Они делали это в серии апологических трактатов, среди которых самым содержательным и глубокомысленным был трактат Оригена «Против Цельса». Стараясь определить различия и сходства между христианской верой и классической мыслью, богословы использовали и некоторые элементы христианской самозащиты и самоопределения по отношению к иудаизму. Но в других отношениях две эти апологетические стратегии совершенно различны, и христианские писатели, выступавшие против язычества, использовали стандартные аргументы из апологий самого иудаизма наряду с другими, заимствованными у греческих философов. И здесь снова важен Иустин, не только по причине той ценности, которую имеет его истолкование апологетического конфликта в ранней Церкви, но и в силу глубокого проникновения в суть отношений между двумя конфликтующими сторонами. Самая ранняя апология христианства (Квадрата), самая блестящая апология (Оригена) и самая ученая апология (Евсевия) — все были написаны на греческом языке; тем не менее латинские авторы «Тертуллиан, Лактанций и Августин перевешивали всех греческих апологетов». Мы, конечно, будем обращаться и к тем и к другим.

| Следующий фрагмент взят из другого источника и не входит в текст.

PR #9869, opened 2026-05-13
feat!: Add keyboard shortcut to toggle screenreader mode

### LINKED ISSUE #9861: shortcut for enabling "screenreader optimized mode"
### Check for duplicates

### Problem

_No response_

### Request

add a shortcut that when toggled on:

1. disables navigation looping
2. enables the nesting audio cues

and when toggled off does the opposite

see https://docs.google.com/document/d/1Is3u6-4uavVAFLCnUrYfR2PS8eVgccl3qXjnKtPe7IY/edit?tab=t.0#heading=h.kwr4p1x0g24 for slightly more details

note that in core the shortcut simply enables these and announces it has done so in the aria live region. but there is no UI to accompany this

### Alternatives considered

_No response_

### Additional context

_No response_

gonfunko:
## The basics

### Resolves

Fixes #9861

### Proposed Changes
This PR adds a keyboard shortcut bound to Command Option Z that toggles screenreader mode on or off. With screenreader mode on, navigation looping is disabled and navigating between blocks of different nesting levels plays tones whose frequency corresponds to the level of nesting.

Additionally, error boops are now played when reaching the end of navigation, regardless of whether screenreader mode is on or off.

### DIFF
--- a/packages/blockly/core/keyboard_navigation_controller.ts
+++ b/packages/blockly/core/keyboard_navigation_controller.ts
@@ -12,7 +12,8 @@
 export class KeyboardNavigationController {
   /** Whether the user is actively using keyboard navigation. */
   private isActive = false;
-  private levelChangeBeepsEnabled = false;
+  /** Whether to play audio cues when navigating between scope levels. */
+  private scopeChangeAudioCuesEnabled = false;
   /** Css class name added to body if keyboard nav is active. */
   private activeClassName = 'blocklyKeyboardNavigation';
 
@@ -54,16 +55,16 @@ export class KeyboardNavigationController {
    * Sets whether or not audio cues should be played when keyboard navigation
    * transitions between blocks of different nesting levels.
    */
-  setLevelChangeBeepsEnabled(enabled: boolean) {
-    this.levelChangeBeepsEnabled = enabled;
+  setScopeChangeAudioCuesEnabled(enabled: boolean) {
+    this.scopeChangeAudioCuesEnabled = enabled;
   }
 
   /**
    * Returns whether or not audio cues should be played when keyboard navigation
    * transitions between blocks of different nesting levels.
    */
-  getLevelChangeBeepsEnabled() {
-    return this.levelChangeBeepsEnabled;
+  getScopeChangeAudioCuesEnabled() {
+    return this.scopeChangeAudioCuesEnabled;
   }
 
   /** Adds or removes the css class that indicates keyboard navigation is active. */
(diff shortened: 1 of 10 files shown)


packages/blockly/core/keyboard_navigation_controller.ts
```diff
@@ -12,6 +12,7 @@
 export class KeyboardNavigationController {
   /** Whether the user is actively using keyboard navigation. */
   private isActive = false;
+  private levelChangeBeepsEnabled = false;
```
mikeharv: There's a few different `Beep` functions in properties here, and I'm wondering if those names are maybe too implementation specific. I wonder if it might be clear to name the concept like `AudioCues` rather than the specific chosen sound effect.

Similarly, `level` on its own feels slightly vague. I wonder if there's a way for the property to more clearly signify we're talking about nested block levels/depth.

packages/blockly/core/shortcut_items.ts
```diff
@@ -1107,6 +1122,45 @@ export function registerShowTooltip() {
...
+
+  let enabled = false;
+
+  const toggleScreenreader: KeyboardShortcut = {
+    name: names.TOGGLE_SCREENREADER,
+    preconditionFn: () => true,
+    callback: (workspace) => {
+      enabled = !enabled;
+      keyboardNavigationController.setLevelChangeBeepsEnabled(enabled);
+      workspace.getNavigator().setNavigationLoops(!enabled);
```
mikeharv, line 1148: Since this changes functionality for all users, not just screen readers, would it be appropriate to also show a toast explaining what changed? Otherwise there's no visible feedback or way to understand why navigation behavior has changed (or how to toggle it back).

mikeharv (commented):
These changes look good. My naming comment is a bit nit-picky, but I mention it because now is the easiest time to get it right. Open to your thoughts!

Let me know what you think about adding a toast as well.

packages/blockly/core/shortcut_items.ts
gonfunko: Great idea, switched to a toast (which automatically announces its contents) and added a note about how to turn it on/off.

packages/blockly/core/keyboard_navigation_controller.ts
gonfunko: Updated to "ScopeChangeAudioCue" rather than "LevelChangeBeep" throughout

packages/blockly/msg/json/qqq.json
mikeharv, line 15: Re-add?

mikeharv (approved):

Многое в нападках, исходивших от языческого классицизма, а следовательно, и в христианской самозащите, в принципе не имело отношения к вероучению. В переписке между Плинием и Траяном и в последующей апологетической литературе вплоть до памфлетов императора Юлиана постоянно повторяются два выдвигаемых в адрес христиан обвинения: побуждение к гражданскому неповиновению и безнравственные обычаи. Однако аргументация, сопровождавшая эти обвинения, которые сами по себе здесь нас не интересуют, так или иначе затрагивала вероучительные вопросы. Например, одно из самых распространенных клеветнических измышлений против христиан, «самое нечестивое и варварское из всех, что мы едим человеческую плоть» или «хлеб, пропитанный кровью». Основанием для этого обвинения был тот язык, который христиане использовали для описания Евхаристии, ибо они говорили о присутствии тела и крови Христа настолько реалистично, что это наводило на мысль о буквальном каннибализме. На фоне довольно скудных и неясных свидетельств об учении о реальном присутствии во II и Ш веках и позднее эти обвинения представлялись важной информацией, подтверждающей существование такого учения; но важно также отметить, что, защищаясь, отцы не разрабатывали какого-либо учения о реальном присутствии.
Одной из языческих нападок, имеющих доктринальный характер, было утверждение, будто христиане учат абсурдным мифам. Ведущие представители классической мысли постепенно спиритуализовали теогонии Гесиода и басни Гомера, превратив их в аллегории. Они настолько «облагородили низменное», что могли говорить о «божественном» (в среднем роде) и о «бытии» языком, который лишь изредка выдавал происхождение их идей из классической греческой и римской мифологии. Этот процесс очищения и спиритуализации, в ходе которого Сократ и другие пострадали за свою критику мифического образа богов, ко времени конфликта между языческой мыслью и христианским учением в основном завершился. И как раз когда языческие мыслители освободили свое видение божественного от грубого антропоморфизма мифологической традиции, на сцену вышли христиане со своим возвещением о Том, Кого именуют «Сыном Божиим». Если «ученейшие и серьезнейшие люди. всегда были весьма непочтительны по отношению к вашим богам», не удивительно, что эти люди так же страстно противостояли и этому провозвестию, которое представлялось им возвратом к тому «грубому физическому пониманию», от которого они избавились в ходе столь суровой борьбы. Поэтому они высмеивали такие библейские сюжеты, как рассказ о девственном рождении и воскресении. Защищая христианство, Феофил пишет: утверждение, что Бог имеет Сына, не означает того, «как ваши поэты и мифологи говорят о сынах богов, рожденных от совокупления [с женщинами]». Эти и другие параллели между христианской и языческой критикой древней мифологии имели целью показать: «мы не рассказываем никаких неправдоподобных басен, когда изъясняем учение об Иисусе», даже говоря о Нем как о Сыне Божием.